## Input records
PR #808, opened 2019-08-05
Conditional tab rendering in Playground

alcen:
In this commit, tabs in the Playground are now tied to their respective chapters. For example, Source §1 now only shows the "Introduction" tab.

A screenshot of what happens when 'Source §2' is selected in the Playground:

condiiton-tabs

This change is done in line with the future addition of the Substituter feature, which is only enabled for Source §2 and below - see #803

Note: disabling of tabs based on chapters is not done for Sourcecast and Sourcereel as I am not sure how it would affect the recording. If the developers for these features would advise how to do so, that would be great!

Note 2: this Pull Request was originally full of different unrelated changes for Playground side content. The changes have been since rebased into their own PRs:

| Description                               | Pull Request No.    |
|---------------------------------------|------|
| Assessments default tab fix     | #819 |
| Conditional tab rendering       | #808 |
| Default tab text                | #820 |
| List visualiser scrolling fix   | #817 |
| List visualiser orange flashing | #818 |

&nbsp;

Thanks to @lumos309 for a bug fix for a Playground crash when the editor was trying to find the non-existent Inspector/Env Visualiser tabs!

PR #818, opened 2019-08-09
Orange flashing for data visualiser when used

alcen:
In the commit, the Data Visualiser was modified such that the tab shows orange flashing when used, in line with the Inspector and Env Visualiser features, as well as the upcoming Substituter.

Note: this pull request was previously split from #808. You may view the comments history related to this pull request there


public/externalLibs/visualizer/visualizer.js
```diff
@@ -871,6 +871,10 @@
    *  Then shift it to the left end.
    */
   function draw(xs) {
+    // Blink icon
+    const icon = document.getElementById('data_visualiser-icon');
+    icon.classList.add('side-content-tab-alert');
```
geshuming: Do a typecheck here.

```suggestion
if (icon) {
  icon.classList.add('side-content-tab-alert');
}
```

Issue #283, opened 2018-08-10
Data visualiser should only appear after a call to draw_list


ning-y:
In order of preference,

1. The list visualiser appears in the repl output in the same way that a rune does, or
2. The list visualiser tab does not render (including the button to switch to it) until a call to `draw_list`.
    - Calling draw_list also automatically switches the tab to the list visualiser.

martin-henz:
Alternatively: The data visualiser should be always there (from Source §2 onwards), and show a default help text before draw_data is called the first time:

The data visualiser visualises data structures. It is activated by calling the function draw_data(the_data), where the_data is that data structure that you want to visualise.

angelsl:
This seems to no longer be a problem.

PR #820, opened 2019-08-09
Default texts for data visualiser, inspector, env visualiser

alcen:
In this commit, there are now default texts shown for Data Visualiser, Inspector and Env Visualiser. This text disappears when the respective components are used for the first time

## What this task involves
Every entry above must be reproduced exactly.

## Task answer
PR #808, opened 2019-08-05
Conditional tab rendering in Playground

alcen:
In this commit, tabs in the Playground are now tied to their respective chapters. For example, Source §1 now only shows the "Introduction" tab.

A screenshot of what happens when 'Source §2' is selected in the Playground:

condiiton-tabs

This change is done in line with the future addition of the Substituter feature, which is only enabled for Source §2 and below - see #803

Note: disabling of tabs based on chapters is not done for Sourcecast and Sourcereel as I am not sure how it would affect the recording. If the developers for these features would advise how to do so, that would be great!

Note 2: this Pull Request was originally full of different unrelated changes for Playground side content. The changes have been since rebased into their own PRs:

| Description                               | Pull Request No.    |
|---------------------------------------|------|
| Assessments default tab fix     | #819 |
| Conditional tab rendering       | #808 |
| Default tab text                | #820 |
| List visualiser scrolling fix   | #817 |
| List visualiser orange flashing | #818 |

&nbsp;

Thanks to @lumos309 for a bug fix for a Playground crash when the editor was trying to find the non-existent Inspector/Env Visualiser tabs!

PR #818, opened 2019-08-09
Orange flashing for data visualiser when used

alcen:
In the commit, the Data Visualiser was modified such that the tab shows orange flashing when used, in line with the Inspector and Env Visualiser features, as well as the upcoming Substituter.

Note: this pull request was previously split from #808. You may view the comments history related to this pull request there


public/externalLibs/visualizer/visualizer.js
```diff
@@ -871,6 +871,10 @@
    *  Then shift it to the left end.
    */
   function draw(xs) {
+    // Blink icon
+    const icon = document.getElementById('data_visualiser-icon');
+    icon.classList.add('side-content-tab-alert');
```
geshuming: Do a typecheck here.

```suggestion
if (icon) {
  icon.classList.add('side-content-tab-alert');
}
```

Issue #283, opened 2018-08-10
Data visualiser should only appear after a call to draw_list


ning-y:
In order of preference,

1. The list visualiser appears in the repl output in the same way that a rune does, or
2. The list visualiser tab does not render (including the button to switch to it) until a call to `draw_list`.
    - Calling draw_list also automatically switches the tab to the list visualiser.

martin-henz:
Alternatively: The data visualiser should be always there (from Source §2 onwards), and show a default help text before draw_data is called the first time:

The data visualiser visualises data structures. It is activated by calling the function draw_data(the_data), where the_data is that data structure that you want to visualise.

angelsl:
This seems to no longer be a problem.

PR #820, opened 2019-08-09
Default texts for data visualiser, inspector, env visualiser

alcen:
In this commit, there are now default texts shown for Data Visualiser, Inspector and Env Visualiser. This text disappears when the respective components are used for the first time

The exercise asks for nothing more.